Mr Howard calls my Middle name, which I had mistakenly written on my homework sheet instead of my first and Last name.
He looks around the classroom searching for Ariel, and I quietly stand on my feet, walking to his desk, stretching out my hand to him.
"Are you Ariel Corkett."
He asks I wanted to reply with a Yes, but my voice didn't want to cooperate at the moment, so I only nod my head, he looks back and forth between me and the sheet.
"I am not going to ask why your name changes because I know I won't get an answer, take this and go back to your seat you scored the highest mark."
Mr Howard says handing me the sheet and I nod again walking back to my seat not making eye c*ontact with anyone.
The students paid no mind to me, and I am glad they didn't, half of them don't even know my name.
"For those of you, that thought it appropriate not to do my homework, leave my class and I don't want to see you in my class for the next three weeks."
Mr Howard announces, and the culprits didn't waste any time in packing their bags, and they stomp out of the classroom, they knew better than to plead with Mr Howard because it would either earn them another week or the rest of the term.
As the classroom door closes after them, Mr Howard clears his throat and starts today's topic.
My last class for the day English was surprisingly dull and annoying our English teacher didn't make it, so a substitute teacher taught us in his stead and I wished I had skipped that class.

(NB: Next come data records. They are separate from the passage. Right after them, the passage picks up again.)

PR #113, opened 2019-11-13
Updated the welcome message to include info on some basic commands & …

### LINKED ISSUE #109: Add a welcome message when git gud is first initialized
Right now, it just says "Welcome to Git Gud.", but I would love if we had more information listed that directs users to this repo and explains the Git Gud commands commonly used.

attard-andrew:
fixes #109

…a link to the Git repo.

@bthayer2365 - Updated the welcome message.


attard-andrew:
@benthayer Sure - I'll give that a go.

attard-andrew:
@benthayer I think that should do it.

gitgud/__main__.py
```diff
@@ -159,27 +159,7 @@ def handle_init(self, args):
...
-                 git gud test: Once you've completed the current level's goals,
-                 use this to check completion.
-
-                 git gud progress: Whether you've completed the current level or
-                 just want to move on to the next level, use this to proceed!
-
-                 For more information on Git Gud, including a full list of 
-                 commands, checkout https://github.com/bthayer2365/git-gud
-        ''')
+        print(open('welcome.txt').read())
```
benthayer: See `skills/basics/__init__.py` for how to add files. Python looks for this document where we run the command, not where the package is installed.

As the last student left the cl, I turned in my classwork to the dull geeky looking substitute teacher and fastened my steps out of the class before she calls for me, if I had a thing for women and I was older I won't marry her even if given to me for free.
With my head down and hoodie covering half of my face, I made my way down the hallway towards my locker.
Once at my locker, I unlocked it, putting back the books I won't be needing at home for my evening studies.
I took out the books for tomorrow to revise the last class not and study ahead of tomorrow's class.
As I sort out my books, a loud laugh resonates from the sharp corner of the hallway. I turned my head slightly peeking beneath my bangs to see who the voice belongs to a part of me hoped it was Bryce, the owner of the voice soon rounded the corner and although one of the boys walking towards my direction was Bryce, among the group was Skylar's younger brother.
I stuffed my bag with the books I needed for self-study at home and out of my haste I closed the locker door with a bang attracting their attention, I turned my head briefly to see the boys looking my way, and Skylar's brother had this look in his eyes like he was accessing who made the noise.
I turned the lock of the locker, throwing my bag over my shoulder, and I speed my way towards the school exit.
" Hey, Jaidyn's little brother stop."
I heard Skylar's brother call behind me, but I paid no attention, nor did I think of stopping, I loved that my legs cooperate with me.
"You little piece of sh*t, I said stop."
His voice boomed through the hallway, but I was long gone and I practically half-ran to the gate, I don't usually take the bus, but I crossed to the bus stop quickly boarding the bus home.
I don't know his reason for calling me, but sincerely I don't want to know. I avoid trouble, no matter how great or small it is.
Yet everything about Skylar's brother screamed trouble in the highest pitch.